▶ **Problem to solve**
What follows is a block of records; restate each one word for word.

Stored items
◇ ◇ ◇ ◇
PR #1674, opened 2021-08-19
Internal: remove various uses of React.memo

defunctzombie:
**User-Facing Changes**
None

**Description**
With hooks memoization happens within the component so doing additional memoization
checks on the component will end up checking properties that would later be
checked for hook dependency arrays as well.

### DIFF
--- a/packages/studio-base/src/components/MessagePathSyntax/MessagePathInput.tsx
◇ ◇ ◇ ◇
▶ **Finished task**
PR #1674, opened 2021-08-19
Internal: remove various uses of React.memo

defunctzombie:
**User-Facing Changes**
None

**Description**
With hooks memoization happens within the component so doing additional memoization
checks on the component will end up checking properties that would later be
checked for hook dependency arrays as well.

### DIFF
--- a/packages/studio-base/src/components/MessagePathSyntax/MessagePathInput.tsx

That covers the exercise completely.